_AIM OF THE TASK_
Copy, from the entries below, each line where the word "array" can be found.

_EXTRACTED RECORDS_
- Opening Delimiter -

PR #3486, opened 2023-09-29
MNTOR-2224 - add subscription array to converted FxaProfile

rhelmer:
# References: 
Jira: MNTOR-2224

# Description

In #3474 we made the way profiles are converted from `FxaProfile` to more standard OAuth `Profile` more standard, but I didn't include the `subscriptions` array.

# Screenshot (if applicable)


src/app/api/utils/auth.ts
```diff
@@ -201,8 +193,26 @@ async function fetchUserInfo(accessToken: string) {
       Authorization: `Bearer ${accessToken ?? ""}`,
     },
   });
-  const userInfo = (await response.json()) as Profile;
-  return userInfo;
+  const userInfo = await response.json();
+  return userInfo as Profile;
```
Vinnl, line 197: Actually, come to think of it, isn't this type assertion inaccurate? Which would explain why TypeScript didn't complain. (And relatedly, shouldn't line 82 still pass the return value through `convertFxaProfile`?)

```suggestion
  return userInfo as FxaProfile;
```

Vinnl (approved):
Change looks good, though I think the type assertion of `fetchUserInfo` is wrong, and that's why TS didn't tell you to also use this new function inside the `jwt` callback.

src/app/api/utils/auth.ts
rhelmer: Oh weird, good catch, hm... login is failing with this change though, there must be something wrong with the conversion function. I'm surprised it worked before.

rhelmer: (next-auth is complaining that `id` is missing when I clearly see it on the object)

rhelmer: Here's what it did before:
```
-        request: async (context) => {
-          const response = await fetch(AppConstants.OAUTH_PROFILE_URI, {
-            headers: {
-              Authorization: `Bearer ${context.tokens.access_token ?? ""}`,
-            },
-          });
-          const userInfo = (await response.json()) as Profile;
-          return userInfo;
-        },
```

I think what is happening here is that the next-auth `UserinfoEndpointHandler` that we're passing the `fetchUserInfo` function to ends up calling `profile`, which is where this `FxAProfile` - `Profile` conversion used to live.

I'll see if I can re-implement in a way that makes this clearer...

src/app/api/utils/auth.ts
```diff
@@ -62,32 +62,29 @@ export const authOptions: AuthOptions = {
         },
       },
       token: AppConstants.OAUTH_TOKEN_URI,
+      // This function calls `profile` below, which converts the `FxaProfile` -> `Profile`.
       userinfo: {
         request: async (context) =>
-          fetchUserInfo(context.tokens.access_token ?? ""),
+          fetchUserInfo(
+            context.tokens.access_token ?? ""
+          ) as unknown as Promise<Profile>,
```
rhelmer, line 70: @Vinnl does this clarify things or make it worse? :)

rhelmer: For context, this is what this code did previous to any of this refactoring:

```
request: async (context) => {
  const response = await fetch(AppConstants.OAUTH_PROFILE_URI, {
    headers: {
      Authorization: `Bearer ${context.tokens.access_token ?? ""}`,
    },
  });
  const userInfo = (await response.json()) as Profile;
  return userInfo;
},
```

I'm actually not sure I totally understand why this worked before...

Vinnl: I don't think this is right; if I log the return value of `fetchUserInfo`, it looks like this, which matches `FxaProfile`, not `Profile`:

```
{
    email: 'someaddress@mailinator.com',
    locale: 'en-GB,en-US;q=0.8,en;q=0.5,nl;q=0.3',
    amrValues: [ 'pwd', 'email' ],
    twoFactorAuthentication: false,
    metricsEnabled: true,
    uid: 'da4efbcfe51d466792e894accd119ff4',
    avatar: 'https://profile.stage.mozaws.net/v1/avatar/v',
    avatarDefault: false
  }
```

The type error does indicate that apparently `userInfo.request` does expect to return a `Profile`, so I suppose the return value is supposed to parse it into that as well?

I don't quite understand when `profile` is used then, but :shrug:

src/app/api/utils/auth.ts
Vinnl: Hmm, am I missing something? It looks like you have changed this now, and it still works for me? :)

src/app/api/utils/auth.ts
Vinnl: Hmm OK I see now, the way I defined the `Profile` type initially appears to be wrong - that's supposed to be what I called `FxaProfile`, and then confusing, the return value of the `profile` callback is a `User` object, that I hadn't defined yet. Submitted https://github.com/mozilla/blurts-server/pull/3503 that I think fixes this - this branch is its target branch.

- Closing Delimiter -

_EXERCISE RESPONSE_
MNTOR-2224 - add subscription array to converted FxaProfile
In #3474 we made the way profiles are converted from `FxaProfile` to more standard OAuth `Profile` more standard, but I didn't include the `subscriptions` array.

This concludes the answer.